3. At the postgresql level, database pages ('buffers?') get cached, and stay
in the buffer cache, because there is enough space for everything to reside
in the postgresql cache and more.

4. Additionally, at the virtual memory level, Linux isn't going to kick
pages of this huge shared buffer cache out to disk, because there's plenty
of RAM kicking around for everything else, and in fact, the target for such
a machine is for it to be running at close to zero swap activity. We're
talking about a high performance system after all, and swap activity is the
last thing you want in a high performance setup.

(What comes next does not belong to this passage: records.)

PR #4327, opened 2024-02-14
Gatewayd migrations

m1sterc001guy:
Builds on https://github.com/fedimint/fedimint/pull/4282

Adds database snapshots for gatewayd and database migrations.


gateway/ln-gateway/src/db.rs
```diff
@@ -1,19 +1,23 @@
...
 use serde::{Deserialize, Serialize};
 use strum_macros::EnumIter;
 
+pub const GATEWAYD_DATABASE_VERSION: DatabaseVersion = DatabaseVersion(0);
+
 #[repr(u8)]
 #[derive(Clone, EnumIter, Debug)]
 pub enum DbKeyPrefix {
     FederationConfig = 0x04,
-    FederationRegistration = 0x05,
```
m1sterc001guy, line 16: This isn't used anywhere in the codebase and hasn't for sometime. I think it should be safe to remove.

elsirion: Was the key present in 0.2? If so I'd want a migration that deletes old data with that key prefix. I wouldn't bother to check probably and just add a migration, should be easy enough in this case.

elsirion (approved):

dpc (approved):

gateway/ln-gateway/src/db.rs
benthecarman: We're running 0.2.2, thanks for the call out though

elsirion: Great! Then I just misremembered :)

PR #4329, opened 2024-02-15
fix(memdb): waaay too slow, at least use rwlock

dpc:
After a lot of debuging I discovered that some flakes are due to all the slowness of `MemDatabase`.

On an even ligthly filled test database, coping all the data start taking considerable amount of time (single digit milliseconds), which combined with number of database transactions being opened and commited, can lead to quite long delays in processing in random places (as ordering of locking is somewhat arbitrary).

It's possible that something is also running db transactions in a tight loop somwhere.

For time being using an `RwLock` helps considerably, as all db transactions at least need to start, and we do two copied of the database content there, so being able to do it in parallel, significantly improves the throughput.

Having said that, current implementation is not practical for any production use, I'm afraid.

### DIFF
--- a/fedimint-core/src/db/mem_impl.rs
+++ b/fedimint-core/src/db/mem_impl.rs
@@ -5,7 +5,6 @@ use anyhow::Result;
 use bitcoin_hashes::hex::ToHex;
 use futures::{stream, StreamExt};
 use macro_rules_attribute::apply;
-use tokio::sync::Mutex;
 
 use super::{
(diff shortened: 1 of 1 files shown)


dpc:
#4335 even better, I hope.

joschisan (approved):

maan2003 (approved):

m1sterc001guy (approved):

elsirion:
Longer-term we might want a copy-on-write map type?

dpc:
#4335 @elsirion

PR #4330, opened 2024-02-15
chore: Notifier::notify improve logging

dpc:
Error on send here is normal and expected.

### DIFF
--- a/fedimint-client/src/sm/notifier.rs
+++ b/fedimint-client/src/sm/notifier.rs
@@ -42,9 +42,11 @@ impl Notifier {
         trace!(?state, %queue_len, "Sending notification about state transition");
         // FIXME: use more robust notification mechanism
         if let Err(e) = self.broadcast.send(state) {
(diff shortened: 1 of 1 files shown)


fedimint-client/src/sm/notifier.rs
```diff
@@ -42,9 +42,11 @@ impl Notifier {
         trace!(?state, %queue_len, "Sending notification about state transition");
         // FIXME: use more robust notification mechanism
         if let Err(e) = self.broadcast.send(state) {
-            error!(
+            debug!(
                 ?e,
-                "Could not send state transition notification, the client may misbehave"
+                %queue_len,
+                receivers=self.broadcast.receiver_count(),
```
dpc, line 48: Just to double-check. It's not atomic, so might actually be off, but :shrug:

m1sterc001guy (approved):

bradleystachurski (approved):

PR #4576, opened 2024-03-15
feat: federation_id guardian endpoint

Kodylow:
Closed https://github.com/fedimint/fedimint/pull/4559 in favor of this to clean force pushes / git history, just adds federation_id endpoint to not affect global client config backwards compat but still be able to get it from the guardian ui.

### DIFF
--- a/fedimint-server/src/net/api.rs
+++ b/fedimint-server/src/net/api.rs
@@ -486,11 +486,11 @@ pub fn server_endpoints() -> Vec<ApiEndpoint<ConsensusApi>> {
         },
         api_endpoint! {
             FEDERATION_ID_ENDPOINT,
-            ApiVersion::new(0, 0),
+            ApiVersion::new(0, 2),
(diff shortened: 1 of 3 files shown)


fedimint-server/src/net/api.rs
```diff
@@ -484,6 +484,13 @@ pub fn server_endpoints() -> Vec<ApiEndpoint<ConsensusApi>> {
                 Ok(fedimint.cfg.get_invite_code().to_string())
             }
         },
+        api_endpoint! {
+            FEDERATION_ID_ENDPOINT,
+            ApiVersion::new(0, 0),
```
dpc, line 489: We need to increment a minor API version on the core API module, and put it here, I believe.

Kodylow: bumped to 0,2 , that was the last api added (guardian backup), should I bump to 0,3?

elsirion (approved):

dpc (approved):

PR #4578, opened 2024-03-15
fix(ci): test-ci-all running `parallel` with `--eta`

dpc:
`[ -t 1 ]` is true when running in terminal + a flag to disable it from Nix script.

### DIFF
--- a/scripts/tests/test-ci-all.sh
+++ b/scripts/tests/test-ci-all.sh
@@ -224,7 +224,7 @@ parsed_test_commands=$(printf "%s\n" "${tests_with_versions[@]}")
 parallel_args=()
 export parallel_jobs='1'
 
-if [ -z "${CI:-}" ]; then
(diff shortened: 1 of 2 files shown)


scripts/tests/test-ci-all.sh
```diff
@@ -224,7 +224,7 @@ parsed_test_commands=$(printf "%s\n" "${tests_with_versions[@]}")
 parallel_args=()
 export parallel_jobs='1'
 
-if [ -z "${CI:-}" ]; then
+if [ -z "${CI:-}" ] && [[ -t 1 ]] && [ -z "${FM_TEST_CI_ALL_DISABLE_ETA:-}" ]; then
```
bradleystachurski, line 227: Can we remove the CI env var check now that there's the file descriptor 1 check?

bradleystachurski (approved):

scripts/tests/test-ci-all.sh
dpc: I don't know. It seems to make sense to disable it if CI is set... kinda... too lazy to to change something that I don't have a strong feeling for...

justinmoon (approved):

PR #4580, opened 2024-03-16
chore(client): speed up by merging "waiting for rejected" call

dpc:
Use a small lru, just like we did before for merging module recovery
calls for session outcomes, to merge multiple calls for the same
acceptance/rejection query from multiple mint output state machines.

During mint bags creation, all notes are a different state
machine and there's a lot of them. However, they are all outputs
of the same transaction, so the result for all is going to be
exactly the same. Making dozens of same queries for exactly same
thing is a huge waste.

The mint output SM has two transition function there: one for
rejection, another for decryption shares (happy path). Ideally
we could merge both groups of calls, not just the one for rejection.
I'm thinking - if instead of asking for shares on each output,
we had some calls that returns shares for all outputs, we could
use the same technique as well.


dpc:
IIRC we used to have bags as outputs, and now each note is an output. We did it for simplification, but the big downside is that now we have many more state machines and calls we need to make, wasting resources, unless we do something about it.

Merging via cache is a bit convoluted, but not too terrible, IMO. There are some alternatives. We could have a concept of a group of state machines or something - but that also seems complex.

It's late, so I'm just pushing what I have to get feedback. I was able to confirm via logging that this indeed merges all the calls, and it seems like speeds up everything, but I need more time get some better estimates.

fedimint-client/src/lib.rs
```diff
@@ -288,11 +288,38 @@ dyn_newtype_define! {
...
+            return self.await_tx_accepted(txid).await;
+        };
+
+        let mut lru_lock = cache.lock().await;
+
+        let entry_arc = lru_lock
+            .get_or_insert(txid, || Arc::new(OnceCell::new()))
+            .clone();
+
+        // we drop the lru lock so requests for other `session_idx` can work in parallel
```
maan2003, line 314:
```suggestion
        // we drop the lru lock so requests for other `txid` can work in parallel
```

maan2003 (approved):
:tada:

dpc:
I need to see if I can stash this cache into more global place, etc.

dpc:
Oh. Under the hood this subscribes to in memory notifier, so ... this doesn't really do much. :D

Note that Linux is still managing *all the memory*. I'm not interfering at
all with virtual memory. (Though IRIX's mpin() is very handy... I must find
out if Linux has a similar call)

5. Assuming your database *does* easily fit in the shared buffer cache,
queries will run like the wind, limited only by CPU availability and the
performance of the front end web servers + connections to deliver queries
and accept the results.

6. You get more bang for your buck, especially in systems with a heavy load
of concurrent postgresql backend activity, which would normally put enormous
strain on the IO system.

7. An extra benefit is that the database application developer can
contemplate query plans which, under the small cache, big database scenario
are just not sensible in a high load environment. (Can you tell that I've
already done this?!)
-------------------------------------------------

Anyway - current implementation aside, what theoretically is stopping you
all from jumping with joy at the prospect of running nationwide databases
from RAM?

Thanks for your input so far, and if you think I should move this thread
elsewhere, I'd be happy to.

I'd also be interested in helping with making the changes to allow the
shared buffer cache to be 64 bit friendly, though I've never helped on an
open source project, and my previous mistakes have only affected hundreds of
people, not millions ;)

Regards,
Andy

-------------------------------------------------

> 3. A large fixed-size shared-buffer arena is the worst of all possible
> worlds in terms of dynamic memory management.  The real-world situation
> is that RAM has to be shared among PG shared buffers, private memory of
> PG backend processes, and (usually) workspace of other non-Postgres
> processes that are running on the server machine.  The kernel is in a
> far better position than we are to evaluate these competing demands and
> make the right adjustments to changing situations.  The kernel can
> easily drop cached disk pages from its buffers to allocate more RAM to
> process workspace, or the reverse when process demands drop; but we
> can't change the size of the shared-buffer arena on the fly.
>
> Bottom line: let the kernel manage as much memory as possible.